**** Data
PR #1522, opened 2022-05-25
Fix output of JsonIgnore attributes

AroglDarthu:
Attempt to fix https://github.com/RicoSuter/NSwag/issues/4012
I'm not entirely certain on how to find out if the property is a value type.
Please have a look and tell me what you think.


src/NJsonSchema.CodeGeneration.CSharp/Models/PropertyModel.cs
```diff
@@ -64,17 +65,40 @@ public class PropertyModel : PropertyModelBase
...
+
+                bool IsValueType()
+                {
+                    var valueTypeFormats = new string[] { "date", "date-time", "uuid" };
+                    return _property.ActualTypeSchema.Type switch
+                    {
+                        JsonObjectType.Boolean => true,
+                        JsonObjectType.Integer => true,
+                        JsonObjectType.Number => true,
+                        JsonObjectType.String => valueTypeFormats.Contains(_property.Format),
```
lahma, line 95: this is a very slow way of checking, it uses LINQ extension against and does array looping, a better approach is just to do 

`_property.Format == "date" || _property.Format == "date-time || _property.Format == "uuid"`

AroglDarthu: Guess you're right.

I'm not sure if this is the way to determine value types though. If it is, we will need to determine the entire set of formats. For now I only added these three.

My concern is that `format` is an open value. See [Swagger data types format](https://swagger.io/docs/specification/data-models/data-types/#format)
So we might end up providing a setting for the generator. That setting will then obviously hold a collection of formats.

But perhaps there is a better way to determine if the property is a value type?

binginsin: Don't see it being that much slower since it will return once the item is found, and if it's not found in both cases it will go over all the values, whether looping or checking them via the OR operation. Besides this is not a time-critical application.

As for getting value types - if you check out https://github.com/RicoSuter/NJsonSchema/blob/master/src/NJsonSchema.CodeGeneration.CSharp/CSharpTypeResolver.cs  ResolveString() method, you can see which string formats NSwag supports currently, perhaps you could even use that method since it checks the Settings values for Date, DateTime and such. You already have an instance of type resolver in this class if you want to make use of it.

lahma: > Don't see it being that much slower since it will return once the item is found, and if it's not found in both cases it will go over all the values, whether looping or checking them via the OR operation. Besides this is not a time-critical application.

For single call, probably not that slow. It's O(n) now, but if called inside a loop to get all properties we enter O(n^2), add allocating array for every call, wrapping inside IEnumerable to enter LINQ, and then looping via boxed enumerator, it will be slow. We always need to consider how hot the code path is too. Suggested approach is O(1).

binginsin: > For single call, probably not that slow. It's O(n) now, but if called inside a loop to get all properties we enter O(n^2), add allocating array for every call, wrapping inside IEnumerable to enter LINQ, and then looping via boxed enumerator, it will be slow. We always need to consider how hot the code path is too. Suggested approach is O(1).

Wouldn't the valueTypeFormats array having a constant number of items make it O(1)?

lahma: > Wouldn't the valueTypeFormats array having a constant number of items make it O(1)?

No, loop is always O(n), n signifies how algorithm speed is affected by the (array) size.

binginsin: > No, loop is always O(n), n signifies how algorithm speed is affected by the (array) size.

This is probably not constructive for the review at this point, 
but in this case we would have n = length valueTypeFormats and m = number of properties. 
This particular check is O(n). 
This leaves us with a total complexity of O(n*m), however n is a constant (somewhere in the neighborhood of 10), which would leave us with O(10m) = O(m).
You suggested approach of combining values in valueTypeFormats with OR has exactly the same complexity, since each OR is essentially another if operation. So the complexity is bound by the number of OR statements we have, same as in the contains method.
There is definitely an overhead of wrapping to IEnumerable, but I don't think it's large enough to be considered a problem.

lahma: Ok I think I was taught this somewhat differently in CS classes in the university. Let's keep it that way and optimize later if needed. 

I did spent considerable time optimizing this library so that's my main reason being a bit hesitant for changes that can cause performance regressions.

AroglDarthu: @binginsin I like your suggestion. Would work like a charm if the type resolver returned a `System.Type`, but alas, it returns a string. Could still work if it would always be a fully qualified type name. Unfortunately it does not.

Most of the times it returns something like `Address` or `Person` or `string`. It als returns, for example `System.TimeSpan` and `System.TimeSpan?`.

So just using it and applying `System.Type.GetType(typeFromTypeResolver)?.IsValueType` is not a real option here :-/
Best option I can see now, is just to create a collection with the formats supported by the `CSharpTypeResolver` that we know are supposed to be value types.

Perhaps @RicoSuter can shine some light on this?

src/NJsonSchema.CodeGeneration.CSharp/Models/PropertyModel.cs
```diff
@@ -86,15 +93,18 @@ public string JsonIgnoreCondition
...
-                        JsonObjectType.Integer => true,
-                        JsonObjectType.Number => true,
-                        JsonObjectType.String => valueTypeFormats.Contains(_property.Format),
-                        _ => false,
+                        return true;
+                    }
+
+                    if (type.IsString())
+                    {
+                        return ValueTypeFormats.Contains(_property.Format);
```
AroglDarthu, line 104: Still not very happy with this. For instance, one could override the default type for `Date` in the _CSharpGeneratorSettings_. That means that a custom type could be used that is NOT a value type...

For now I really don't see a perfect solution to this problem. Other than maybe providing a _CSharpGeneratorSettings_ setting to specify the _ValueTypeFormats_ (which could default to the ones used now).

binginsin: I don't really see a good way around this either.. Adding another setting that will have to be maintained in the future is something @RicoSuter normally does not want to do.
Perhaps changing WhenWritingNull to WhenWiritngDefault would work better?

HavenDV:
I think you need to delete `ValueTypeFormats`

AroglDarthu:
> a look and tell me what you think.

binginsin:
@RicoSuter could you please have a look? This is still a serious issue and is causing problems, would be good to get this merged in.

RicoSuter:
Lgtm, thanks for the Pr.

abrasat:
@RicoSuter Could you please update the nuget packages with this fix?

bdovaz:
We need a NuGet package update, please!

PR #1525, opened 2022-05-30
Fixes #1524: typescript checking fails on Dictionary<Enum, string>

### LINKED ISSUE #1524: Typescript compilation fails for DTO with Dictionary<Enum, string> property
The following property in DTO:
```csharp
public Dictionary<DateTimeKind, string> EnumDictionary { get; set; }
```

Generates the following piece of code in `toJSON` method:
```typescript
        if (this.enumDictionary) {
            data["enumDictionary"] = {};
            for (let key in this.enumDictionary) {
                if (this.enumDictionary.hasOwnProperty(key))
                    (<any>data["enumDictionary"])[key] = this.enumDictionary[key];
            }
        }
```

Typescript complains:
```
error TS7053: Element implicitly has an 'any' type because expression of type 'string' can't be used to index type '{ readonly Unspecified?: string | undefined; readonly Utc?: string | undefined; readonly Local?: string | undefined; }'.
  No index signature with a parameter of type 'string' was found on type '{ readonly Unspecified?: string | undefined; readonly Utc?: string | undefined; readonly Local?: string | undefined; }'.

2217                     (<any>data["enumDictionary"])[key] = this.enumDictionary[key];
                                                              ~~~~~~~~~~~~~~~~~~~~~~~~
```
Apparantely, typescript assumes `key` is of type string.

Shaddix:


RicoSuter:
Thanks for the PR.

PR #1527, opened 2022-06-02
Fix DateFormatConverter System.Text.Json to respect DateType setting

### LINKED ISSUE #1526: CodeGeneration CSharp DateFormatConverter.liquid does not respect setting for DateType
When generating the DateFormatConverter, it now always uses `System.DateTime`. It should use the type specified for the _CSharpGeneratorSettings.DateType_ (which defaults to `System.DateTimeOffset`).

AroglDarthu:
Have `DateFormatConverterTemplateModel` pass on the `CSharpGeneratorSettings.DateType` setting, and use it in the liquid file. Fixes #1526


RicoSuter:
Thanks for the PR.

Issue #1519, opened 2022-05-20
Backwards compatability break 


drinehim:
Version 10.7.1 introduced a breaking change to the `JsonSchemaValidator` class in a patch (non-breaking) version update. It replaced the constructor `public JsonSchemaValidator(params IFormatValidator[] customValidators)` with `public JsonSchemaValidator(JsonSchemaValidatorSettings settings)`. This has broken a lot of our integrations with packages like Confluent.SchemaRegistry.Serdes.Json.

bruegth:
@RicoSuter @drinehim #1520 solves only constructor not the validate methods:

```
System.MissingMethodException: Method not found: 
System.Collections.Generic.ICollection`1<NJsonSchema.Validation.ValidationError>NJsonSchema.JsonSchema.Validate(System.String, NJsonSchema.Validation.FormatValidators.IFormatValidator[])'.
```

Before 10.7.1:
public ICollection<ValidationError> Validate(JToken token, params IFormatValidator[] customValidators);
After:
public ICollection<ValidationError> Validate(string jsonData, JsonSchemaValidatorSettings settings = null);


`Schema.Validate(strJson)` will fail at runtime if a newer package version is included somewhere else.

drinehim:
Thanks for pointing that out @bruegth just created PR #1557

RicoSuter:
Just ensure you use the same versions,
current releasable version will be v11 and it will anyway breaking.

PR #1557, opened 2022-09-27
Re-add old Validate functions to JsonSchema to fix backwards compatability issues.

drinehim:


drinehim:
Fix for #1519

RicoSuter:
Just ensure you use the same versions, 
current releasable version will be v11 and it will anyway breaking.

PR #1561, opened 2022-10-02
Recursive sample generation

### LINKED ISSUE #1560: Sample generation fails to generate values when re-using definitions in schema
Given this schema:
```json
{
    "definitions": {
        "withNumber": {
            "type": "object",
            "required": ["value"],
            "properties": {
                "value": {
                    "type": "number"
                }
            }
        }
    },
    "type": "object",
    "required": ["number1", "number2"],
    "properties": {
        "number1": { "$ref": "#/definitions/withNumber" },
        "number2": { "$ref": "#/definitions/withNumber" }
    }
}
```

I get the following JSON when using SampleJsonDataGenerator:
```json
{
  "number1": {
    "value": 0.0
  },
  "number2": null
}
```

Where I would expect it to generate the following:
```json
{
  "number1": {
    "value": 0.0
  },
  "number2": {
    "value": 0.0
  }
}
```

leflings:
Fixes #1560 

This PR modifies SampleJsonDataGenerator to support re-use of definitions, and by extension, recursion.

See issue for the problem before.

### Example 1

Now the following schema:
```json
{
    "definitions": {
        "withNumber": {
            "type": "object",
            "required": ["value"],
            "properties": {
                "value": {
                    "type": "number"
                }
            }
        }
    },
    "type": "object",
    "required": ["number1", "number2"],
    "properties": {
        "number1": { "$ref": "#/definitions/withNumber" },
        "number2": { "$ref": "#/definitions/withNumber" }
    }
}
```

generates 

```json
{
  "number1": {
    "value": 0.0
  },
  "number2": {
    "value": 0.0
  }
}
```

### Example 2

Schema:
```json
{
    "definitions": {
        "data": {
            "type": "object",
            "required": ["body"],
            "properties": {
                "body": { "$ref": "#/definitions/data" }
            }
        }
    },
    "type": "object",
    "required": ["data"],
    "properties": {
        "data": { "$ref": "#/definitions/data" },
    }
}
```

generates:

```json
{
  "data": {
    "body": {
      "body": {
        "body": null
      }
    }
  }
}
```

The level of recursion is controlled by a new setting on `SampleJsonDataGeneratorSettings`

### DIFF
--- a/src/NJsonSchema/Generation/SampleJsonDataGenerator.cs
+++ b/src/NJsonSchema/Generation/SampleJsonDataGenerator.cs
@@ -40,83 +40,95 @@ namespace NJsonSchema.Generation
         /// <returns>The JSON token.</returns>
         public JToken Generate(JsonSchema schema)
         {
-            return Generate(schema, new HashSet<JsonSchema>());
+            var stack = new Stack<JsonSchema>();
+            stack.Push(schema);
+            return Generate(schema, stack);
         }
 
-        private JToken Generate(JsonSchema schema, HashSet<JsonSchema> usedSchemas)
+        private JToken Generate(JsonSchema schema, Stack<JsonSchema> schemaStack)
         {
             var property = schema as JsonSchemaProperty;
             schema = schema.ActualSchema;
-            if (usedSchemas.Contains(schema))
+            try
             {
+                schemaStack.Push(schema);
+                if (schemaStack.Count(s => s == schema) > _settings.MaxRecursionLevel)
+                {
+                    return null;
+                }
+
+                if (schema.Type.IsObject() || GetPropertiesToGenerate(schema.AllOf).Any())
+                {
+                    var schemas = new[] { schema }.Concat(schema.AllOf.Select(x => x.ActualSchema));
+                    var properties = GetPropertiesToGenerate(schemas);
+
+                    var obj = new JObject();
+                    foreach (var p in properties)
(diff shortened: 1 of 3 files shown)


src/NJsonSchema/Generation/SampleJsonDataGenerator.cs
```diff
@@ -40,83 +40,95 @@ public SampleJsonDataGenerator(SampleJsonDataGeneratorSettings settings)
...
         {
             var property = schema as JsonSchemaProperty;
             schema = schema.ActualSchema;
-            if (usedSchemas.Contains(schema))
+            try
             {
-                return null;
-            }
+                schemaStack.Push(schema);
+                if (schemaStack.Count(s => s == schema) > _settings.MaxRecursionLevel)
```
lahma, line 55: doesn't this kill performance? capturing lambda and used inside recursion, having O(n) characteristics?

leflings: I would be very surprised if people use this functionality in performance sensitive scenarios. It's easy to rewrite this without the use of a capturing lambda if you deem this to be a big performance issue

lahma: Ah true, this is only for sample data indeed. Anything called by NSwag in normal generation process usually is quite performance sensitive.

PR #1563, opened 2022-10-08
Adds configuration settings to influence required annotation

tsinghammer:
Sometimes it would be useful, also with an OpenApi3 schema to generate non-required fields as Required.Default.
Do you think it makes sense to follow such a toggle and elaborate it more?


jkone27:
is this available for merge @RicoSuter ? this seettings seems useful instead of having to register a custom serializer to allow nullable properties (openapi schemas can often be unprecise in the real world)

PR #1779, opened 2025-03-10
Make JsonSchema.Enumeration property setter public

miloszkukla:
An access to this property is needed when NSwag's OpenApiParameter is created manually. 
cc: @RicoSuter


miloszkukla:
cc: @RicoSuter

RicoSuter:
This is a collection, isnt it possible to just call .Add() on it? The idea here is that it cannot be initialized with e.g. null or replaced but only mutated.

miloszkukla:
How could I have missed that xd Sorry and thank you :)

PR #1785, opened 2025-03-23
Upgrade to Fluid 2.21.0

lahma:


lahma:
@sebastienros is [System.Text.Json](https://www.nuget.org/packages/System.Text.Json/) (>= 9.0.3) a hard dependency now?

sebastienros:
Will check. Not on every tfm.

PR #1788, opened 2025-03-30
C# generator: create anoymous types with camel casing (reworked)

WolfgangHG:
This is the second attempt to fix https://github.com/RicoSuter/NSwag/issues/4849 and https://github.com/RicoSuter/NSwag/issues/4837 and a followup for #1716: since NSwag 14, the resulting C# file generated from a yaml file might contain lower case class names.

The first fix worked locally for me because I had one additional line that I forget to add to my pull request. This request adds this line and removes an unneccesary `ConvertToUpperCamelCase` from the previous pull request (variable `typeNameHint` is already camel cased now).

Sorry for the confusion, I had some problems building/running NSwag/NJsonSchema and first added workaround code to my local NSwag copy, then applied it to NJsonSchema, where I lost one important line. But this time I really tested a fixed "NJsonSchema.dll" with NSwag console and can confirm that the generated cs file is valid ;-).

### DIFF
--- a/src/NJsonSchema/DefaultTypeNameGenerator.cs
+++ b/src/NJsonSchema/DefaultTypeNameGenerator.cs
@@ -103,6 +103,7 @@ namespace NJsonSchema
                 }
 
                 typeNameHint = GetLastSegment(typeNameHint)!;
+                typeNameHint = ConversionUtilities.ConvertToUpperCamelCase(typeNameHint, true);
 
                 if (typeNameHint != null &&
                     !reservedTypeNames.Contains(typeNameHint) && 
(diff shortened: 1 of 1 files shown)


WolfgangHG:
@RicoSuter I know, a test would be appropriate But I ran into this issue when consuming a closed source api description, and I don't have enough OpenApi knowledge to build a sample file myself.

RicoSuter:
image

doesnt seem to work correctly...
https://github.com/RicoSuter/NSwag/pull/5161/files

Seems that i need to revert.

WolfgangHG:
@RicoSuter According to your diff screenshot, the right side of the code is the expected behaviour, as it eliminates the lower case class names. Or did I have a misunderstanding?

PR #1797, opened 2025-04-25
Add support for high precision dates

### LINKED ISSUE #1537: Handle times with greater precision
Most json parsing tools seem to handle a date like '2022-07-08T05:58:50.700918999Z' (nanosecond precision) however the NJsonSchema validation will fail when using the 'date-time' format.

The .NET DateTime/DateTimeOffset classes only go down to 7 decimals of precision (ticks), so I could see where the reasoning might come from.

An alternative would be to allow us to override the built in format validator. Currently I can only provide extras.

philip-reed:
Fixes #1537 

Adds regex validation of date times with a higher precision.

### DIFF
--- a/src/NJsonSchema/Validation/FormatValidators/DateTimeFormatValidator.cs
+++ b/src/NJsonSchema/Validation/FormatValidators/DateTimeFormatValidator.cs
@@ -7,6 +7,7 @@
 //-----------------------------------------------------------------------
 using Newtonsoft.Json.Linq;
 using System.Globalization;
+using System.Text.RegularExpressions;
 
 namespace NJsonSchema.Validation.FormatValidators
 {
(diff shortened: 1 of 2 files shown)


src/NJsonSchema/Validation/FormatValidators/DateTimeFormatValidator.cs
```diff
@@ -45,7 +48,8 @@ public class DateTimeFormatValidator : IFormatValidator
         public bool IsValid(string value, JTokenType tokenType)
         {
             return tokenType == JTokenType.Date 
-                || DateTimeOffset.TryParseExact(value, _acceptableFormats, CultureInfo.InvariantCulture, DateTimeStyles.None, out DateTimeOffset dateTimeResult);
+                || DateTimeOffset.TryParseExact(value, _acceptableFormats, CultureInfo.InvariantCulture, DateTimeStyles.None, out DateTimeOffset _)
+                || _dateTimeRegexPattern.Match(value).Success;
```
lahma, line 52: Would IsMatch be more idiomatic without the need of returned match collection?

philip-reed: Yes, absolutely. Ill push an update soon to correct this. Thank you.

lahma (approved):
Great, thank you!

philip-reed:
@lahma Do you know when will this change be published (to Nuget)?

lahma:
Rico decides that, but if possible, you could always take the preview from MyGet feed (see readme), I do understand that you are looking for a NuGet release though.

PR #1813, opened 2025-04-28
Fix serialization of arrays with nullable items in TypeScript

deceptiveSimplicity:
For nullable array elements, the generated TypeScript code can lead to `TS18048: 'item' is possibly 'undefined'.`. I think it can be fixed simply by adjusting the Liquid template.


lahma (approved):
LGTM, thank you!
********
* [What you should do]:
Copy all lines of the records that have the string "critical" in them.

* [Exercise result]:
binginsin: Don't see it being that much slower since it will return once the item is found, and if it's not found in both cases it will go over all the values, whether looping or checking them via the OR operation. Besides this is not a time-critical application.
lahma: > Don't see it being that much slower since it will return once the item is found, and if it's not found in both cases it will go over all the values, whether looping or checking them via the OR operation. Besides this is not a time-critical application.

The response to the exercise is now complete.